The next morning, the knocks came later.
Vane noticed that before he noticed anything else.
He was already awake, kneeling by the hearth, coaxing flame from yesterday’s coals with thin kindling and patient breaths. Orion sat wrapped in a blanket nearby, carved wolf in his lap, watching the fire catch as if it were a trick he still hadn’t solved.
At the inn, mornings had belonged to noise.
Doors. Boots. Voices through walls.
In this house, mornings had shape.
Fire first. Water second. Food before light fully broke.
Then the day.
The first knock didn’t come until Orion had already finished half his porridge and smeared the rest across one cheek.
Vane wiped it off with a cloth.
Orion slapped the cloth away on instinct, then leaned into Vane’s hand anyway.
Vane ignored the contradiction.
The knock came again.
He opened the door to a woman carrying two things at once: a basket of laundry on one hip and a cracked wooden ladle.
Her eyes flicked to Orion, then to the bench by the window.
“You busy?” she asked.
Vane looked at the ladle. Split near the handle, clean break. Easy.
“Not yet,” he said.
She pulled it free and held it out. “Can it be fixed?”

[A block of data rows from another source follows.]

PR #3262, opened 2021-09-01
feat: implement soft reset, use it on startup

AlCalzone:
This PR adds support for the SoftReset command that can be used to restart a hanging controller. We now also use it during the startup procedure as recommended by the specs. Hopefully this fixes the problem where the controller seems stuck after a container reboot.

**Note:** USB modules will reconnect when this is called, meaning that they might get a new address. This shouldn't be a problem when using the `/dev/serial-by-id/` approach on Unix.

fixes: #3202

PR #3525, opened 2021-10-14
feat: implement 700-series variant of NVM backup/restore, including soft reset

### LINKED ISSUE #3202: Soft-reset controller on driver startup

### LINKED ISSUE #3482: Use Firmware Update API to backup/restore NVM on 700 series controllers
GetNVMId does not work here

AlCalzone:
This PR implements the Firmware Update API which is required to do NVM backups/restore on 700 series controllers. This includes the soft reset PR (https://github.com/zwave-js/node-zwave-js/pull/3262) which is necessary to activate a restored backup.

fixes: #3482
fixes: #3202
closes: https://github.com/zwave-js/node-zwave-js/pull/3262


docs/api/driver.md
```diff
@@ -585,6 +599,13 @@ interface ZWaveOptions {
 	 */
 	disableOptimisticValueUpdate?: boolean;
 
+	/**
+	 * Soft Reset is required after some commands like changing the RF region or restoring an NVM backup.
+	 * Because it may be problematic in certain environments like Docker, the functionality must be opted into.
+	 * Default: `false` in Docker, `true` when ZWAVEJS_ENABLE_SOFT_RESET env variable is set or outside Docker.
+	 */
+	enableSoftReset?: boolean;
+
```
AlCalzone, line 608: @robertsLando you might want to expose this in zwavejs2mqtt

robertsLando: @AlCalzone Sure! Same for soft reset I think, right?

BTW When a user calls the nvm backup from a 700 series should I use a different method to backup it?

AlCalzone: This PR makes it so you don't need to care whether the user has a 500 or 700 series stick.

Regarding softReset: I'd add an option that users have to enable/disable. Disabled by default in Docker, enabled by default outside Docker. If that is enabled, expose the `softReset` action.

robertsLando: Hmmm cool 😆

darkbasic:
Damn that was fast, thank you so much! I've bought not one but three UZB7 (they're cheap as hell): I don't want to be stuck with broken undowngradable firmware ever again.

EDIT: even too fast, shipping couldn't keep up with your pace :)

AlCalzone:
@zwave-js-bot pack this

PR #3528, opened 2021-10-15
refactor: throw if soft reset is called when not enabled

AlCalzone:
With this PR, `driver.softReset()` will throw an error with code `Driver_FeatureDisabled` if the soft reset feature is not enabled.

To avoid this, use `maybeSoftReset`, which only performs a soft-reset when enabled.

### DIFF
--- a/docs/api/driver.md
+++ b/docs/api/driver.md
@@ -102,7 +102,7 @@ Since it might be necessary to control a node **before** its supported CC versio
 
 ```ts
 async softReset(): Promise<void>
-async maybeSoftReset(): Promise<void>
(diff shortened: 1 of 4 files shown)


docs/api/driver.md
```diff
@@ -102,13 +102,17 @@ Since it might be necessary to control a node **before** its supported CC versio
 
 ```ts
 async softReset(): Promise<void>
+async maybeSoftReset(): Promise<void>
```
robertsLando: I would call this `trySoftReset`

robertsLando (approved):

PR #3533, opened 2021-10-16
refactor: reverse functionality of soft reset env var, enable by default

blhoward2:
After further testing, it appears the docker issue is largely a non-issue. This PR enables soft reset on startup by default and reverses the functionality of the environment variable.

@robertslando this will require a change to the UI too.

### DIFF
--- a/docs/api/driver.md
+++ b/docs/api/driver.md
@@ -107,8 +107,7 @@ async trySoftReset(): Promise<void>
 
 Instruct the controller to soft-reset (restart). The returned Promise will resolve after the controller has restarted and can be used again.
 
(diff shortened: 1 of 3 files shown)


blhoward2:
@robertsLando @AlCalzone asked if you could test this since you'd had some issues before. One thing to note, enableSoftReset should be set to true by default now, but zwavejs2mqtt still says its disabled if I have the setting set to Auto. It works if I set it to enabled. Is there a bug in the UI?

AlCalzone:
This seems to work fine for me, so if the feature stays disabled, the bug must be in z2m.

blhoward2:
I think it's because Auto sets null, but I'm not sure.

AlCalzone:
That might be. @robertsLando `null` is never a good default choice for zwave-js's config options. It only overrides `undefined` with the default.

AlCalzone (approved):

robertsLando:
Sorry missed this

PR #3545, opened 2021-10-18
fix: avoid force-adding Supervision support, remove encapsulation CCs from mandatory

### LINKED ISSUE #3536: TechniSat / Flush Roller Shutter Switch does not support Supervision
https://devices.zwave-js.io/?jumpTo=0x0299:0x0005:0x1a93:0.0

### LINKED ISSUE #3543: [question] HomeSeer WD200+ report state inconsistent
Greetings! I have most everything working now with one issue... I have three HomeSeer WD200+ dimmers that are no reporting state consistently.

They SEEM to work correctly immediately after inclusion / interview (changing states reports state change back immediately). Then as soon as I operate the switch manually, things change. Past that point, any manual manipulation sends state changes perfectly fine. But any commands sent to change state (via targetValue) no longer receive an update on currentValue..

I've had issues with HomeSeer being... selective... of how they interpret spec before, but any ideas here on work arounds?

AlCalzone:
With this PR, we no longer force-add Supervision support when receiving a `Supervision CC::Get` because of some devices that only actually support Supervision when sending.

Vane took it, turned it once in his fingers, and shook his head.
“Not worth fixing,” he said. “I can make another.”
The woman blinked. “How long?”
Vane glanced at the light outside. “Come back after midday.”
She hesitated, then nodded. “Fine. I’ll pay.”
“I know,” Vane said, and shut the door before she could mistake that for friendliness.
Behind him, Orion had turned toward the bench, eyes bright.
He watched Vane choose a scrap from the wood box.
Watched him measure it by hand.
Watched him carve the shape slowly, shaving curls of pale wood onto the floor.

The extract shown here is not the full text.